▶ _WHAT IS NEEDED_: Write out each line of the material below once more, exactly as it appears.

▶ _DATA FOR THIS EXERCISE_:
--- START ---

PR #1827, opened 2021-12-14
standardize element identifier pattern in ui tests

### LINKED ISSUE #1795: Page object identifier standardization
Just a minor house-keeping task. 

We have some inconsistencies with identifiers, nothing problematic but best to follow a standard format.

Will update all identifiers with element type at the beginning of the string.

asnaith:
closes #1795

---

Some housekeeping for the element identifiers. I have been prefixing them with the element type (but not initially) and we had a bit of a mixture in use, just a small update to make them all follow the same convention.


Tbaut (approved):
Everything's passing and no logic change :100:

PR #1832, opened 2021-12-17
Add link sharing to the sharing explainer

### LINKED ISSUE #1629: Update the sharing tutorial to talk about links
Right now, the sharing tutorial only talk about adding ppl to a shared folder. We could think about adding a mention of link sharing? wdyt @sweetpea22 @serenaho ?

to be precise, I'm talking about this "tutorial"
image

Tbaut:
closes #1629

I added a test to check that the cross allows to dismiss the modal.
TODO:
- [x] Update the image to have a high res of it.

---
Submission checklist: 

   

#### Layout

#### Theme


packages/files-ui/cypress/tests/sharing-explainer-spec.ts
```diff
@@ -32,6 +33,30 @@ describe("Sharing Explainer", () => {
...
+
+      cy.web3Login()
+      navigationMenu.sharedNavButton().click()
+      sharingExplainerModal.body().should("be.visible")
+
+      // set up a spy for the POST response
+      cy.intercept("POST", "**/user/store").as("storePost").then(() => {
+
+        // dismiss the sharing explainer
+        sharingExplainerModal.closeButton().click()
```
asnaith, line 50:
```suggestion
        sharingExplainerModal.closeButton().safeClick()
```

I tend to use `safeClick` for modal closures to remove any chance of "detached from DOM" issues or clicking before an event listener has been registered etc.

asnaith:
Nice addition to the explainer, thanks for adding the new test too 🤩

I left one tiny suggestion and can approve once we get the high res asset :)

Tbaut:
Updated the PR with the right image, it's now ready to go

packages/files-ui/cypress/tests/sharing-explainer-spec.ts
Tbaut: The safeclick is really meant for buttons, as we're checking for the `enabled` state, which is not available on this cross image. I went back to the click. We can figure it out if we ever have an issue. Safeclick remains kind of a hack that I'd rather use only when needed.

asnaith: Ah ok 👍, just by looking at the test I thought it was a button. I guess to the user it is, at least functions as one, but if the element type is not actually `button` then yeah no need to use `safeClick`

asnaith (approved):

PR #1834, opened 2021-12-20
Profile and username add tests

### LINKED ISSUE #1830: Add ui test coverage for username creation / name editing
As described. Add new test coverage in the settings spec for the following scenarios:

- can add a username
- can add / edit a first and last name

tanmoyAtb:
closes #1830


tanmoyAtb:
Everything seems to be working well, But `cy.web3Login()` seems to be logging into the same account everytime its called. This is why if we run the tests second time in a session, add username fails as this user already has a username.

packages/files-ui/cypress/tests/settings-spec.ts
```diff
@@ -1,21 +1,58 @@
...
+      settingsPage.firstNameInput().type(newFirstName)
+      settingsPage.lastNameInput().type(`${newLastName}{enter}`)
+
+      profileUpdateSuccessToast.body().should("be.visible")
+      settingsPage.firstNameInput().should("have.value", newFirstName)
+      settingsPage.lastNameInput().should("have.value", newLastName)
+    })
+
+    // random username generation
+    const newUserName = Buffer.from(Math.random().toString()).toString("base64").substr(10, 12)
```
Tbaut: I wouldn't bother with a random number and just add the date here with `new Date.now()` or something similar. With seconds precision, the odds for collision is pretty low.

Tbaut (commented):
If you use the Cypress interface, relaunching with the refresh button will not refresh the session. I guess the auto-reload function when the code changes does the same, the user will be logged in, and the sessions re-used. I launched it locally to check and can attest there's a new user created, with a new username, and all was green when launched for the first time.

If you want to test this locally, you need to close the browser (chrome) and relaunch the test manually.

packages/files-ui/cypress/tests/settings-spec.ts
tanmoyAtb: Sounds like the saner approach !

packages/files-ui/cypress/tests/settings-spec.ts
```diff
@@ -1,21 +1,62 @@
...
+
+    // username from date
+    const newUserName = Date.now().toString()
+
+    it("can add a username", () => {
+      settingsPage.signOutDropdown().should("be.visible")
+      settingsPage.addUsernameButton().should("be.visible")
+      settingsPage.addUsernameButton().click()
+      settingsPage.usernameInput().should("be.visible")
+      settingsPage.usernameInput().type(`${newUserName}`)
```
Tbaut:
```suggestion
      settingsPage.usernameInput().type(newUserName)
```

Tbaut (approved):
Looks good, just a small suggestion.

asnaith:
>>Everything seems to be working well, But cy.web3Login() seems to be logging into the same account everytime its called. This is why if we run the tests second time in a session, add username fails as this user already has a username.

Ah yes, I can see how this would cause an issue when repeating the test within the same session but this is just something we do in development whilst creating the test. I wrap the `it` in a loop to run the test many times to check its reliability before checking in, I guess this is what you were trying too?

When it's running as part of the suite that gets executed against PRs we will be fine 😊

asnaith:
This is great Tanmoy, an excellent first foray into UI test writing! Thanks for this 🙏

asnaith (approved):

--- END ---

▶ _SOLVED EXERCISE_:
PR #1827, opened 2021-12-14
standardize element identifier pattern in ui tests

### LINKED ISSUE #1795: Page object identifier standardization
Just a minor house-keeping task. 

We have some inconsistencies with identifiers, nothing problematic but best to follow a standard format.

Will update all identifiers with element type at the beginning of the string.

asnaith:
closes #1795

---

Some housekeeping for the element identifiers. I have been prefixing them with the element type (but not initially) and we had a bit of a mixture in use, just a small update to make them all follow the same convention.


Tbaut (approved):
Everything's passing and no logic change :100:

PR #1832, opened 2021-12-17
Add link sharing to the sharing explainer

### LINKED ISSUE #1629: Update the sharing tutorial to talk about links
Right now, the sharing tutorial only talk about adding ppl to a shared folder. We could think about adding a mention of link sharing? wdyt @sweetpea22 @serenaho ?

to be precise, I'm talking about this "tutorial"
image

Tbaut:
closes #1629

I added a test to check that the cross allows to dismiss the modal.
TODO:
- [x] Update the image to have a high res of it.

---
Submission checklist: 

   

#### Layout

#### Theme


packages/files-ui/cypress/tests/sharing-explainer-spec.ts
```diff
@@ -32,6 +33,30 @@ describe("Sharing Explainer", () => {
...
+
+      cy.web3Login()
+      navigationMenu.sharedNavButton().click()
+      sharingExplainerModal.body().should("be.visible")
+
+      // set up a spy for the POST response
+      cy.intercept("POST", "**/user/store").as("storePost").then(() => {
+
+        // dismiss the sharing explainer
+        sharingExplainerModal.closeButton().click()
```
asnaith, line 50:
```suggestion
        sharingExplainerModal.closeButton().safeClick()
```

I tend to use `safeClick` for modal closures to remove any chance of "detached from DOM" issues or clicking before an event listener has been registered etc.

asnaith:
Nice addition to the explainer, thanks for adding the new test too 🤩

I left one tiny suggestion and can approve once we get the high res asset :)

Tbaut:
Updated the PR with the right image, it's now ready to go

packages/files-ui/cypress/tests/sharing-explainer-spec.ts
Tbaut: The safeclick is really meant for buttons, as we're checking for the `enabled` state, which is not available on this cross image. I went back to the click. We can figure it out if we ever have an issue. Safeclick remains kind of a hack that I'd rather use only when needed.

asnaith: Ah ok 👍, just by looking at the test I thought it was a button. I guess to the user it is, at least functions as one, but if the element type is not actually `button` then yeah no need to use `safeClick`

asnaith (approved):

PR #1834, opened 2021-12-20
Profile and username add tests

### LINKED ISSUE #1830: Add ui test coverage for username creation / name editing
As described. Add new test coverage in the settings spec for the following scenarios:

- can add a username
- can add / edit a first and last name

tanmoyAtb:
closes #1830


tanmoyAtb:
Everything seems to be working well, But `cy.web3Login()` seems to be logging into the same account everytime its called. This is why if we run the tests second time in a session, add username fails as this user already has a username.

packages/files-ui/cypress/tests/settings-spec.ts
```diff
@@ -1,21 +1,58 @@
...
+      settingsPage.firstNameInput().type(newFirstName)
+      settingsPage.lastNameInput().type(`${newLastName}{enter}`)
+
+      profileUpdateSuccessToast.body().should("be.visible")
+      settingsPage.firstNameInput().should("have.value", newFirstName)
+      settingsPage.lastNameInput().should("have.value", newLastName)
+    })
+
+    // random username generation
+    const newUserName = Buffer.from(Math.random().toString()).toString("base64").substr(10, 12)
```
Tbaut: I wouldn't bother with a random number and just add the date here with `new Date.now()` or something similar. With seconds precision, the odds for collision is pretty low.

Tbaut (commented):
If you use the Cypress interface, relaunching with the refresh button will not refresh the session. I guess the auto-reload function when the code changes does the same, the user will be logged in, and the sessions re-used. I launched it locally to check and can attest there's a new user created, with a new username, and all was green when launched for the first time.

If you want to test this locally, you need to close the browser (chrome) and relaunch the test manually.

packages/files-ui/cypress/tests/settings-spec.ts
tanmoyAtb: Sounds like the saner approach !

packages/files-ui/cypress/tests/settings-spec.ts
```diff
@@ -1,21 +1,62 @@
...
+
+    // username from date
+    const newUserName = Date.now().toString()
+
+    it("can add a username", () => {
+      settingsPage.signOutDropdown().should("be.visible")
+      settingsPage.addUsernameButton().should("be.visible")
+      settingsPage.addUsernameButton().click()
+      settingsPage.usernameInput().should("be.visible")
+      settingsPage.usernameInput().type(`${newUserName}`)
```
Tbaut:
```suggestion
      settingsPage.usernameInput().type(newUserName)
```

Tbaut (approved):
Looks good, just a small suggestion.

asnaith:
>>Everything seems to be working well, But cy.web3Login() seems to be logging into the same account everytime its called. This is why if we run the tests second time in a session, add username fails as this user already has a username.

Ah yes, I can see how this would cause an issue when repeating the test within the same session but this is just something we do in development whilst creating the test. I wrap the `it` in a loop to run the test many times to check its reliability before checking in, I guess this is what you were trying too?

When it's running as part of the suite that gets executed against PRs we will be fine 😊

asnaith:
This is great Tanmoy, an excellent first foray into UI test writing! Thanks for this 🙏

asnaith (approved):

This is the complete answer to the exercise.